10-18-2004, 03:43 PM
Keyser Soze Wrote:Here are a list of ACLU accomplisments recently in Texas alone.....like hoon said obsolete.
As of August, 2001 the ACLU of Texas:
won our protracted legal battle to secure the separation of church and state in ACLU v. Santa Fe (Texas), now the leading U.S. Supreme Court decision to keep prayer out of the schools (and off the football fields where religious conservatives drew a line in the turf).
favorably settled two cases guaranteeing the civil rights of gay and lesbian families in local school districts and another requiring a school to recognize a gay and lesbian student group in a south Texas high school;
responded to an onslaught of religious conservative pressure on local school boards by producing and promoting a statewide Banned Books Report and Banned Books readings;
won a case against a city that tried to ban books related to gay and lesbian families from the public library;
won a case at the Texas Supreme Court affirming inmates' right to practice any religion in prison, and prohibiting the administration from favoring one religion over another;
settled a case for a substantial sum that forced former Governor George W. Bush to respect citizens' right to protest on the sidewalk in front of the governor's mansion.

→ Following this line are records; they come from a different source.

PR #7797, opened 2022-12-13
Refactor resource operators to have a single shared abstract class

scholzj:
### Type of change

- Enhancement / new feature

### Description

Today, the resource operators we have in `operator-common` do not have a single common ancestor. Instead, there is `AbstractNonNamespacedOperator` for non-namespaced resources and `AbstractResourceOperator` for namespaced resources. While these for two separate inheritance trees, they obviously share many common aspects.

This PR restructures them. It renames the `AbstractResourceOperator` to `AbstractNamespacedResourceOperator` and creates a _new_ `AbstractResourceOperator` whihc is used as an abstract parent for both `AbstractNamespacedResourceOperator` and `AbstractNonNamespacedOperator` and moves the shared code to it.

It also refactors the methods for listing resources to have the _list_ logic copied in less different places which should make it easier to add `ListOptions` to the `list(...)` calls. This is related to #7794 to make it easier to configure the `LIST` operation to optimise the consumed resources on the Kubernetes control plane side. (However, this PR itself does not change ayn of the `list` call options => that would be subject to some later PR)

### Checklist

### DIFF
--- a/cluster-operator/src/main/java/io/strimzi/operator/cluster/ClusterOperatorConfig.java
+++ b/cluster-operator/src/main/java/io/strimzi/operator/cluster/ClusterOperatorConfig.java
@@ -14,7 +14,7 @@ import io.strimzi.operator.cluster.model.UnsupportedVersionException;
 import io.strimzi.operator.common.InvalidConfigurationException;
 import io.strimzi.operator.common.Util;
 import io.strimzi.operator.common.model.Labels;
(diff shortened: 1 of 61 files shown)


scholzj:
This should be ready for review. The failing system test is related to #7808 and #7809.

ppatierno (approved):
A lot of changes :-) ... but mostly related to renaming. LGTM!

PR #9218, opened 2023-10-06
Refactoring broker config generation method

ppatierno:
Trivial PR to refactor the `KafkaCluster.generatePerBrokerConfiguration` in order to avoid code duplication and even because it's going in the direction of some changes around the needs for the ZooKeeper to KRaft migration implementation.


scholzj (approved):
LGTM if it works.

PR #9221, opened 2023-10-09
[ST] Add UTO to upgrade/downgrade

im-konge:
### Type of change

- Enhancement

### Description

This PR adds UTO to upgrade/downgrade tests and adds methods for handling KafkaTopic's finalizers into the suite.

In case that we delete UTO and after that we are deleting KafkaTopic(s) - this happens for both upgrade & downgrade tests, because there is no cleanup for all the KafkaTopics created in the test, only for the one that is created from the example YAML - the deletion of the KafkaTopics is stuck (because BTO doesn't delete these), or when the Namespace is being deleted, it is stuck in Terminating state (as there are resources with finalizers that are not cleaned up).

This is resolved with `KafkaTopicUtils.setFinalizersInAllTopicsToNull()`, which sets for all KafkaTopics the finalizers to `null` before they are deleted. This method is then used in `NamespaceUtils.deleteNamespaceWithWait()`, where the finalizers are set to `null` in case that the Namespace is stuck and one of the condition in the status is `SomeFinalizersRemain`.

### Checklist

### DIFF
--- a/systemtest/src/main/java/io/strimzi/systemtest/utils/kubeUtils/objects/NamespaceUtils.java
+++ b/systemtest/src/main/java/io/strimzi/systemtest/utils/kubeUtils/objects/NamespaceUtils.java
@@ -5,16 +5,13 @@
 package io.strimzi.systemtest.utils.kubeUtils.objects;
 
 import io.fabric8.kubernetes.api.model.Namespace;
-import io.strimzi.api.kafka.model.KafkaTopic;
 import io.strimzi.systemtest.Constants;
 import io.strimzi.systemtest.resources.ResourceOperation;
-import io.strimzi.systemtest.resources.crd.KafkaTopicResource;
 import io.strimzi.systemtest.utils.kafkaUtils.KafkaTopicUtils;
 import io.strimzi.test.TestUtils;
 import org.apache.logging.log4j.LogManager;
 import org.apache.logging.log4j.Logger;
 
-import static io.strimzi.test.k8s.KubeClusterResource.cmdKubeClient;
 import static io.strimzi.test.k8s.KubeClusterResource.kubeClient;
 
 public class NamespaceUtils {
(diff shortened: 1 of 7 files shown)


systemtest/src/test/java/io/strimzi/systemtest/upgrade/AbstractUpgradeST.java
```diff
@@ -248,12 +245,14 @@ protected void copyModifyApply(File root, String namespace, ExtensionContext ext
     }
 
     protected void deleteInstalledYamls(File root, String namespace) {
+
```
Frawless, line 248: remove?

systemtest/src/main/java/io/strimzi/systemtest/utils/kubeUtils/objects/NamespaceUtils.java
```diff
@@ -26,4 +31,30 @@ public static void waitForNamespaceDeletion(String name) {
...
+        kubeClient().deleteNamespace(namespaceName);
+
+        TestUtils.waitFor("Namespace: " + namespaceName + "to be deleted", Constants.POLL_INTERVAL_FOR_RESOURCE_DELETION, DELETION_TIMEOUT, () -> {
+            Namespace namespace = kubeClient().getNamespace(namespaceName);
+
+            if (namespace == null) {
+                return true;
+            } else if (namespace.getStatus() != null && namespace.getStatus().getConditions() != null) {
+                if (namespace.getStatus().getConditions().stream().anyMatch(condition -> condition.getReason().contains("SomeFinalizersRemain"))) {
+                    LOGGER.info("There are KafkaTopics with finalizers remaining in Namespace: {}, going to set those finalizers to null", namespaceName);
```
Frawless, line 53: Maybe move it to debug level?

Frawless (approved):
Just two nits, otherwise lgtm

henryZrncik (approved):
LGTM, good job 👍

jankalinic (approved):

PR #9197, opened 2023-10-03
[ST] Add UnidirectionalTopicOperator to FG pipelines in Azure

im-konge:
### Type of change

- Bugfix

### Description

This PR adds `UnidirectionalTopicOperator` to FG pipelines in Azure, as it was missing there and it was only present in the KRaft pipelines.

### Checklist

- [ ] Make sure all tests pass

PR #9224, opened 2023-10-09
[ST] Fix testRecoveryDuringKafkaRollingUpdate

im-konge:
### Type of change

- Bugfix

### Description

In #9197 I accidentally broke the `testRecoveryDuringKafkaRollingUpdate` for BTO because of number of replicas that I'm creating.

This PR reverts those changes and applies different solution for the issue -> creating one consumer before we shut down one node (so the `__consumer_offsets` topic will be successfully created), and then creates another one (with different consumer group), after one of the Kafka Pods is in the `Pending` state.

### Checklist


scholzj (approved):
LGTM assuming the tests pass.

Frawless (approved):

PR #9227, opened 2023-10-10
add command to set the KRaft mode in the operator

ngtszman:
### Type of change

_Select the type of your PR_

- Documentation

### Description

make more clear how to enable KRaft mode (zookeeper-less) 

### Checklist

- [Y] Write tests
- [Y] Make sure all tests pass
- [Y] Update documentation

### DIFF
--- a/examples/kafka/nodepools/README.md
+++ b/examples/kafka/nodepools/README.md
@@ -22,7 +22,12 @@ The [`kafka-with-kraft.yaml`](./kafka-with-kraft.yaml) deploys a Kafka cluster w
 The [`kafka-with-dual-role-kraft-nodes.yaml`](./kafka-with-dual-role-kraft-nodes.yaml) deploys a Kafka cluster with one pool of KRaft nodes that share the _broker_ and _controller_ roles.
 
 _NOTE: To use this example, you have to enable the `UseKRaft` feature gate in addition to the `KafkaNodePools` feature gate._
-
+```
+kubectl set env deployments/strimzi-cluster-operator STRIMZI_FEATURE_GATES=+UseKRaft,+KafkaNodePools -n kafka
+```
+```
+kubectl apply -f kafka-with-kraft.yaml -n kafka
+```
 Please be aware that ZooKeeper-less Kafka is still a work in progress and is still missing many features.
 For example:
 * The controller-only nodes are currently not rolled by Strimzi when their configuration changes due to the limitations of the Kafka Admin API. 


examples/kafka/nodepools/README.md
```diff
@@ -22,7 +22,12 @@ The [`kafka-with-kraft.yaml`](./kafka-with-kraft.yaml) deploys a Kafka cluster w
 The [`kafka-with-dual-role-kraft-nodes.yaml`](./kafka-with-dual-role-kraft-nodes.yaml) deploys a Kafka cluster with one pool of KRaft nodes that share the _broker_ and _controller_ roles.
 
 _NOTE: To use this example, you have to enable the `UseKRaft` feature gate in addition to the `KafkaNodePools` feature gate._
-
+```
+kubectl set env deployments/strimzi-cluster-operator STRIMZI_FEATURE_GATES=+UseKRaft,+KafkaNodePools -n kafka
```
fvaleri, line 26:
```suggestion
kubectl set env deployments/strimzi-cluster-operator STRIMZI_FEATURE_GATES=+UseKRaft,+KafkaNodePools -n <NAMESPACE>
```

examples/kafka/nodepools/README.md
```diff
@@ -22,7 +22,12 @@ The [`kafka-with-kraft.yaml`](./kafka-with-kraft.yaml) deploys a Kafka cluster w
...
+```
```
fvaleri, line 27: There is no need to create two code blocks.
```suggestion
```

fvaleri (commented):
Thanks for the PR. Left some comments.

I wonder if we should also include the `UnidirectionalTopicOperator` feature gate, adding the topic operator to all KRaft examples in this folder.

scholzj (commented):
Thanks for the PR. However, this is a bit oversimplified:
* The operator might be installed using OPeratorHUb or Helm in which case the configuration is completely different.
* The operator might run in a different namespace in which case this will not work.
* And some other situations like this

So this is intentionally left open because you need to figure out what is the right way to do it for you.

There are also several examples and not just `kafka-with-kraft.yaml` so that does not always apply either.

scholzj (commented):
Discussed on the Community call of 19.10.2023: We do not really want to have the specific instructions in the README file. Can you please replace it with a link to the relevant documentation section talking about feature gates and how to enable them?

scholzj:
Discussed on the community call on 30.11.2023: There were no changes t this since October. We should clsoe this and it can be reopened again if needed.

Issue #9233, opened 2023-10-11
Address deprecated Vert.x `executeBlocking` calls


scholzj:
Vert.x 4.4.5 deprecated some `executeBlocking` calls we are using. For the time being, we just marked them to be ignored to not break anything shortly before the 0.38.0 release. But they should be addressed after the release. They will be marked with this issue in a comment to make them easy to find.

See https://github.com/vert-x3/wiki/wiki/4.4.5-Deprecations-and-breaking-changes#deprecation-of-execute-blocking-methods-with-a-handler-of-promise for more details.

scholzj:
Most of the work was done in #9250. But some more complicated uses of `executeBlocking` in TO were left for the TO experts and will be done in another PR.

PR #9234, opened 2023-10-11
Update and clean various dependencies - Vert.x, Jetty, Scala

scholzj:
### Type of change

- Task

### Description

This PR updates the Jetty and Vert.x dependencies before the 0.38.0 release. The Vert.x deprecations to various `executeBlocking` methods are only suppressed in this PR. They will be addressed as part of #9233 after the 0.38 release to avoid any issues.

It also removes the direct dependency on Scala -> we do not seem to use it anywhere as a direct dependency (it will be still a transitive dependency in places where Kafka core JAR is used.)

### Checklist

### DIFF
--- a/cluster-operator/pom.xml
+++ b/cluster-operator/pom.xml
@@ -241,11 +241,6 @@
             <classifier>linux-x86_64</classifier>
         </dependency>
         <dependency>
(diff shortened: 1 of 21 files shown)


ppatierno (approved):
LGTM

PR #9238, opened 2023-10-11
Update ZooKeeper to 3.8.3

scholzj:
### Type of change

- Bugfix

### Description

This PR replaces #9237 and updates ZooKeeper to 3.8.3 to avoid CVE-2023-44981. Unlike the original PR from DependaBot, it syncs the minor ZooKeeper version to Kafka 3.6. It also updates the exclusions.

Strimzi is not really affected by CVE-2023-44981 as we do not use SASL Authentication (we use mTLS). Given the past issues with ZooKeeper 3.6.4 (but those were on the server side!), I wonder if we want clear security scanners in operator images in Strimzi 0.38 or prefer more time to catch any possible issues and want to merge it only in 0.39. WDYT @ppatierno?

### Checklist

### DIFF
--- a/pom.xml
+++ b/pom.xml
@@ -137,7 +137,7 @@
         <kafka.version>3.6.0</kafka.version>
         <yammer-metrics.version>2.2.0</yammer-metrics.version>
         <scala-library.version>2.13.9</scala-library.version>
-        <zookeeper.version>3.6.4</zookeeper.version>
+        <zookeeper.version>3.8.3</zookeeper.version>
         <zkclient.version>0.11</zkclient.version>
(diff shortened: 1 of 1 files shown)


ppatierno:
> I wonder if we want clear security scanners in operator images in Strimzi 0.38

@scholzj I didn't get what you mean here

scholzj:
@ppatierno What I mean is whether we want to merge it in 0.38 or wait with it for 0.39.

ppatierno:
I think merging now should not hurt. I mean the CVE doesn't impact us as you said.

ppatierno (approved):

The ACLU of Texas was ready, promoting new laws to curb the excesses of the drug war, prevent racial profiling and racially motivated prosecutions, and to ensure that innocent people incarcerated have a chance to prove their innocence and gain freedom.
The ACLU:
drafted and helped pass the "Tulia bills" requiring additional evidence to corroborate the word of undercover drug informants and making certain police records public;
negotiated legislation that requires the collection of racial profiling data at traffic stops;
vigorously promoted the "Soccer Mom" bill, passed by both houses but vetoed by Gov. Rick Perry, that would have prohibited jailing people for non-jailable offenses except under limited circumstances;
led negotiations to ensure that all inmates-including those who signed plea agreements-will have access to DNA testing if those tests might prove their innocence and responded promptly when Harris County attempted to subvert the new law by requiring DNA "waivers" as part of plea agreements;
sponsored the Stand Down Project, which led the state legislative effort to limit application of the death penalty to the mentally retarded (passed the legislature but vetoed by Governor Rick Perry) as well as more than a dozen other death-penalty-related bills.
Our remarkable criminal justice reform work was not limited to the legislature. In the past year, ACLU of Texas:
won two Harris county cases affirming the rights of indigent defendants to appeal their case to a higher court without losing good time credits;
filed a Justice Department complaint and a civil case against Swisher County officials in the now infamous Tulia drug bust;
intervened after dozens of African Americans were arrested in Hearne, Texas based only on the uncorroborated word of an informant. ACLU's investigation resulted in the dismissal of charges against the 17 people who did not take a plea.